Literary Hub

To Tell the Story of a Brother I Will Never Know

In one of the few stories I have about my oldest brother, Jody, he lies across my parents’ bed, perhaps five years old, his pants pulled down for a diaper change. My mother silently undoes the safety pins and tugs down the soiled rectangle of cloth, unfolds a clean one and lifts his hips to slide it beneath him. He raises his eyes to hers, something he has rarely done, and speaks his first word. It is also a question. “Dirty?” he says, looking into her eyes.

Dirty! is what my mother has long called out while changing his diaper, shaking her head. Clucking. Tsk tsk! Dirty! This time she has not said it, so he has filled in the blank, with a questioning tone that says something is missing.

I cannot quite imagine my way into the joy my mother feels at this moment, the flood of hope, shock, confusion at this first word, this scrap of language the doctors had said would never come. She must pause the mechanical work of her hands. What does she say, what does she do? Does she say word over again, imploring my brother to repeat it? Does she lift him in her arms and press him to her chest? Perhaps she only fumbles over fastening the diaper and pulls up his pants before rushing to the phone to call my father at work.

“Jody can talk!”

The calling and the sequence of three words I know she did and said, because they are part of the story. But the content of my parents’ conversation that day is largely unknown to me. I don’t know how this event altered their expectations or behaviors over the following months into years. But after this surprise eruption, I am told, my brother was never heard to speak again. Eleven years later he died from a blow to the head in a state institution. I was then two years old.

*

The heart of The White Book, Han Kang’s poetic autobiographical novel, recently translated from the Korean by Deborah Smith, is, like the story of Jody’s only word, a story of fragile communion. It is a foundational story in Han’s family, the story of when her young mother gave birth to her first child, two months early and alone in a remote cabin. The child, a girl, lived not even two hours. I read and reread Han’s book to find clues to the book I’ve started to write, exhuming a foundational story of my own, the story of my brother’s life and death.

How will I write about this brother I cannot remember, whose adolescent face I can barely imagine?

The White Book is composed of 65 fragments, or prose poems, running from a few lines to a few pages, each titled with an image, object, or phrase.

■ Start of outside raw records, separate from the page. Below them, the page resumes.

PR #2855, opened 2022-02-09
Format with black and isort

### LINKED ISSUE #879: Use Black to have consistent formatting?
When most PRs are in should we run [Black](https://github.com/ambv/black) and continue with the consistent format?

ktbarrett:
Closes #879.

Formats the codebase (excluding cocotb/_vendor/) with isort and black. Eliminates most flake8 exceptions and fixes several lingering flake8 issues. Adds a pre-commit config file and changes the flake8 CI check to use pre-commit instead.


ktbarrett:
What a nightmare these tools are...

pre-commit by default passes the filenames of files that have changed to the tool it's supposed to run. isort, black, and flake8 all have exclude/skip/ignore file configuration (barring the fact they all are named differently and use different pattern matching), but they are set up to override that exclusion if the user passes an excluded filename explicitly on the command line. Of course, you can't differentiate the user explicitly passing the excluded filename and pre-commit passing the filenames. So it appears that the tools just ignore your exclude rules when using pre-commit.

You can configure pre-commit to *not* do it's default behavior of passing filenames and just run the tool like you normally would. This mode is probably what you want for most tools. Why this isn't the default IDK. However running flake8 normally leads to it picking up untracked files that might have formatting issues (because pre-commit doesn't stash untracked or gitignored files) or your virtualenv, which causes it to run long and error a lot. pre-commit *can't* stash untracked changes because some people run venvs out of their project directory, stashing it would break everything.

In the book’s first section, “I,” Han recounts how, in her forties, her thoughts gradually turned towards writing about her sister. First, with “a ripple of agitation,” she made a list of white things—newborn gown, salt, moon, ice, snow, waves, shroud. Then she began to doubt. “If I sift those words through myself, sentences will shiver out, like the strange, sad shriek the bows draws from a metal string. Could I let myself hide between these sentences, veiled with white gauze?” She put off her decision until she left Seoul for an extended trip to Warsaw (the city is unnamed in the book). Migraines set in and with the pain they bring comes the knowledge that she must go ahead, that “there is no other way… I feel that vertiginous thrill course through me. As I step recklessly into time I have not yet lived, into this book I have not yet written.”

*

In “Newborn Gown,” she steps ahead into the book while trespassing into the past to narrate her sister’s brief life, laying out the details her mother passed on to her. The repetition of “was told” and “my mother told me” imply that the experience she narrates is borrowed. It is not memory but story; the book will be an exploration of Han’s relationship to this story, a story about a story. She must honor this distance, but also wishes to test and question it.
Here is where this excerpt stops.